• [WORK TO COMPLETE]:
Scan the entries below and return each line that contains "historical".
Top of MATERIAL FOR THE TASK
PR #9853, opened 2026-06-30
perf(dex): bound full-history self-scan in uniswap_compatible v4 sqrtpricex96 builder

a-monteiro:
Bounds the full-history `{{this}}` self-scan in the uniswap-compatible v4 `sqrtpricex96` price builder. The incremental seed (`get_latest_active_pools`) re-scanned all of each model's own history every run — ~387M rows on `pancakeswap_infinity_cl_bnb` — to recover one prior price per active pool, across 15 active chain models (~8.5 CPU-hrs/day, ~1.9 TB/day IO, 240 runs/day each).

`sqrtpricex96` is sparse / event-grain (one row per price change), not a forward-filled snapshot, so a naive time-bound would drop the seed for dormant-then-active pools and corrupt the downstream price gap-fill in `base_liquidity_events`. The seed must therefore reach back to each active pool's last price change, however old.

### Design (per review): window-anchored monthly-latest rollup

Each chain gets a sparse `sqrtpricex96_monthly` rollup — **one row per pool per active month**, holding that month's latest price event (`max_by` over `block_index_sum`), merged on `(blockchain, id, block_month)`. The builder reconstructs each active pool's previous price from:

- **complete prior months** — the rollup, `block_month < date_trunc('month', W)`, and
- **the current partial month** — a bounded `{{this}}` re-read, `block_time >= date_trunc('month', W) and block_time < W`,

where `W` is the model's own incremental window start (`uniswap_compatible_v4_window_start()` = `date_trunc('day', now() - interval '3' day)`, i.e. the exact lower bound of `incremental_predicate`). The existing inner-join-active-pools + anti-join-`base_events` + `max_by`-per-pool then collapses this to one latest-prior row per active pool.

Because `W` is derived from the **data window, not `now()`**, the seed `(< W)` and `base_events (>= W)` partition the timeline disjointly and the build is idempotent at any window size. A month-boundary crossing is handled by anchoring on `date_trunc('month', W)`: the rollup buckets every event by `date_trunc('month', block_time)`, so a window straddling month end simply reads one fewer month from the rollup and one more from the current-month self-read.

The rollup builds from the raw event sources (not the builder's output), so the two models do not form a dbt `ref` cycle, and it is self-scan-free: a forward-moving reload window means a pool's window-latest event *is* its month-latest event, so `merge` converges each month's row to that month's true latest and then leaves it frozen.

### Why a rollup and not a full-history `latest` snapshot

The earlier revision of this PR used a full-history "latest price per pool" companion. As flagged in review, that silently breaks idempotency on arbitrary-window / adhoc runs. Quantified on `pancakeswap_infinity_cl_bnb` at a widened 45-day window: the full-history companion reproduces only **330 of 4,579** required seeds (misses **93%**), because its aged horizon is anchored to `now()` and cannot supply a seed for the extra history the wider window exposes. The monthly rollup reproduces **4,579 / 4,579** (`EXCEPT` both ways = 0) at the same window.

### Equivalence

New seed proven equal to the full-history seed read-only on prod — `(current EXCEPT rewrite)` and `(rewrite EXCEPT current)` both 0 rows — at the default 3-day window on `pancakeswap_infinity_cl_bnb` (1,505 seeds / 2,619 active pools) and `uniswap_v4_base` (13,278 seeds / 36,387 active pools), and at a 45-day window on bnb (4,579 seeds, 0/0). Model output is unchanged: only the seed derivation differs and everything downstream is deterministic, so `unique_combination_of_columns` is unaffected.

### Rollup size (sparse vs forward-filled)

Sparse (one row per pool per **active** month) is what keeps the rollup small on spammy chains. On `uniswap_v4_base` (14.99M distinct pools, 18 months) sparse = **15.6M** rows total vs a forward-filled pool×month snapshot = **103M** (and re-emitting all 15M pools every month buys no read benefit — one forward-filled partition ≈ the whole sparse table). bnb: sparse 105.7k vs forward-filled 356k.

### Backfill

`sqrtpricex96_monthly` self-backfills on first prod build (full-refresh branch groups all history into month rows once), then goes incremental. The builder `ref`s it, so dbt builds the rollup first and the builder reads the freshly-populated table in the same invocation — no manual step. A `target.name == 'ci'` 14-day floor keeps the forced CI full-refresh bounded.

Realized whole-family CPU/IO numbers to follow post-merge soak.

Fixes CUR2-2835

### DIFF
--- a/dbt_subprojects/dex/macros/models/_project/uniswap_compatible_liquidity.sql
+++ b/dbt_subprojects/dex/macros/models/_project/uniswap_compatible_liquidity.sql
@@ -4,6 +4,16 @@ cast({{ block_number }} as decimal(38, 0)) * decimal '1000000000000'
     + cast({{ evt_index }} as decimal(38, 0))
 {%- endmacro %}
 
+{#-
+    Lower bound of this subproject's incremental reload window: the same expression
+    incremental_predicate() compares against, so a model can anchor seed / lookback
+    bounds to the data window rather than to now(). Keeping seed bounds window-relative
+    (not now()-anchored) is what makes arbitrary-window / adhoc builds reproducible.
+-#}
+{% macro uniswap_compatible_v4_window_start() -%}
+date_trunc('{{ var("DBT_ENV_INCREMENTAL_TIME_UNIT") }}', now() - interval '{{ var("DBT_ENV_INCREMENTAL_TIME") }}' {{ var("DBT_ENV_INCREMENTAL_TIME_UNIT") }})
+{%- endmacro %}
+
 {% macro uniswap_compatible_v4_liquidity_sqrtpricex96(
     blockchain = null
     , project = 'uniswap'
@@ -11,14 +21,15 @@ cast({{ block_number }} as decimal(38, 0)) * decimal '1000000000000'
     , PoolManager_evt_Initialize = null
     , PoolManager_evt_Swap = null 
     , transactions = null
-    , latest_relation = none
-    , reread_lookback_days = 14
+    , monthly_relation = none
     )
 %}
 
 {% if is_incremental() %}
 
 -- force price reload
+
+{%- set window_start = uniswap_compatible_v4_window_start() %}
 
 with
 
@@ -85,21 +96,31 @@ get_latest_active_pools as (
             th.*,
             be.block_index_sum as base_block_index_sum
         from 
-        {%- if latest_relation is none %}
+        {%- if monthly_relation is none %}
         {{this}} th 
         {%- else %}
-        -- bounded recent self-read UNION the aged deep-tail companion: reproduces the
-        -- full-history max_by-per-pool seed while scanning only the last
-        -- {{ reread_lookback_days }} days of {{this}} plus ~one row per pool.
+        -- Seed each active pool's previous price from the latest event strictly before
+        -- the reload window, WITHOUT self-scanning full history:
+        --   * complete prior months come from the sparse monthly-latest rollup
+        --     ({{ monthly_relation }}, one row per pool per active month), and
+        --   * the current partial month [month(window_start), window_start) comes from a
+        --     bounded {{this}} re-read.
+        -- window_start is this model's own incremental window lower bound, so the seed
+        -- (< window_start) and base_events (>= window_start) partition the timeline
+        -- disjointly and the max_by-per-pool below collapses to exactly one latest-prior
+        -- row per active pool. Anchoring on the data window (not now()) keeps
+        -- arbitrary-window / adhoc builds reproducible.
         (
             select id, block_time, block_number, evt_index, block_index_sum, sqrtpricex96
-            from {{this}}
-            where block_time >= current_date - interval '{{ reread_lookback_days }}' day
+            from {{ monthly_relation }}
+            where block_month < cast(date_trunc('month', {{ window_start }}) as date)
 
             union all
 
             select id, block_time, block_number, evt_index, block_index_sum, sqrtpricex96
-            from {{ latest_relation }}
+            from {{this}}
+            where block_time >= date_trunc('month', {{ window_start }})
+            and block_time < {{ window_start }}
         ) th 
         {%- endif %}
         inner join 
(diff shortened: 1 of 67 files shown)


a-monteiro:
* **#9853** <a href="https://app.graphite.com/github/pr/duneanalytics/spellbook/9853?utm_source=stack-comment-icon" target="_blank">Graphite</a> 👈 <a href="https://app.graphite.com/github/pr/duneanalytics/spellbook/9853?utm_source=stack-comment-view-in-graphite" target="_blank">(View in Graphite)</a>
* `main`


<h2></h2>

a-monteiro:
Independent supporting proof for the companion's source-side `block_index_sum` reproduction (the `aged_events` ingestion recomputes bis from source via the `transactions` join; the consumer later joins on that exact bis, so any drift would break the price lookup).

Ran read-only on prod spellbook-dex over a bounded settled slice `[now-10d, now-3d)` for `pancakeswap_infinity_cl_bnb`, comparing source-recomputed rows (id, block_number, evt_index, **block_index_sum**, sqrtpricex96) vs the builder's stored `hive.pancakeswap_infinity_cl_bnb.sqrtpricex96`:

```
src_rows | this_rows | src_minus_this | this_minus_src
10,015,890 | 10,015,890 |        0       |       0
```

Byte-identical at 10M-row scale — confirms the source-recomputed bis equals the stored join key (the tx join is deterministic: hash is unique per tx, so coalesce(evt_tx_index, tx.index) is unambiguous). Complements the seed-level EXCEPT=0 proofs already in the description.

(Context: I picked up CUR2-2835 in a separate session and built a parallel 3-chain version, #9854, before noticing this PR already existed and covered all 15 chains with a cleaner seed — #9854 is closed as a duplicate. This proof is the one reusable artifact from that detour.)

0xRobin (changes requested):
Relying on a full historical latest model will block us from correctly running these models with arbitrary time windows and should be considered an anti-pattern that can silently break idempotency on adhoc runs.

A better solution for reducing these frequent full historical scans is to build a monthly latest rollup model that is read.
That reduces the scan to:
+ read latest month from before the current incremental window from the rollup model
+ read current month from `self`

Should be very doable and still provide a solid performance improvement. Do put some care in handling the case where an incremental window crosses over the month boundary.

a-monteiro:
Thanks — reworked to the monthly-latest rollup exactly as suggested. Each chain now has a sparse `sqrtpricex96_monthly` model (one row per pool per active month, `max_by` price, merge key `(blockchain, id, block_month)`), and the builder seeds from:

- latest months before the window → rollup, `block_month < date_trunc('month', W)`
- current month → `self`, `block_time >= date_trunc('month', W) and block_time < W`

`W = uniswap_compatible_v4_window_start()` renders to `date_trunc('day', now() - interval '3' day)` — the exact lower bound of `incremental_predicate`, so the seed and `base_events` partition the timeline disjointly. **Month-boundary crossing** is handled by anchoring everything on `date_trunc('month', W)`: the rollup buckets by `date_trunc('month', block_time)`, so a window straddling month-end just reads one fewer rollup month and picks the remainder up from the current-month self-read.

On the idempotency concern you raised, quantified at a widened 45-day window on `pancakeswap_infinity_cl_bnb`: the old full-history companion reproduced only **330 / 4,579** required seeds (**-93%**, since its horizon was `now()`-anchored), whereas the rollup reproduces **4,579 / 4,579** (`EXCEPT` both ways = 0). Equivalence also holds at the default window on bnb and `uniswap_v4_base`.

Sparse (active months only) rather than forward-filled keeps it small on spammy chains — `uniswap_v4_base` is 15.6M rollup rows vs 103M if forward-filled, with no read benefit. The rollup reads the raw event sources (not the builder) so there's no `ref` cycle, and it's self-scan-free (forward-moving window ⇒ window-latest = month-latest per pool, so `merge` freezes each completed month).

Note this is deliberately different from the curvefi `self_seed_relation` (#9794): that seeds from a forward-filled **daily** snapshot that's value-idempotent and already window-anchored via `not incremental_predicate(day)`, so its `now()`-relative lookback is just a late-arrival constant. `sqrtpricex96` is sparse/event-grain, so the seed here has to be explicitly window-anchored — hence the rollup. Full design + numbers in the updated PR description. PTAL.

0xRobin (approved):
Bottom of MATERIAL FOR THE TASK
• [TASK OUTPUT]:
Relying on a full historical latest model will block us from correctly running these models with arbitrary time windows and should be considered an anti-pattern that can silently break idempotency on adhoc runs.
A better solution for reducing these frequent full historical scans is to build a monthly latest rollup model that is read.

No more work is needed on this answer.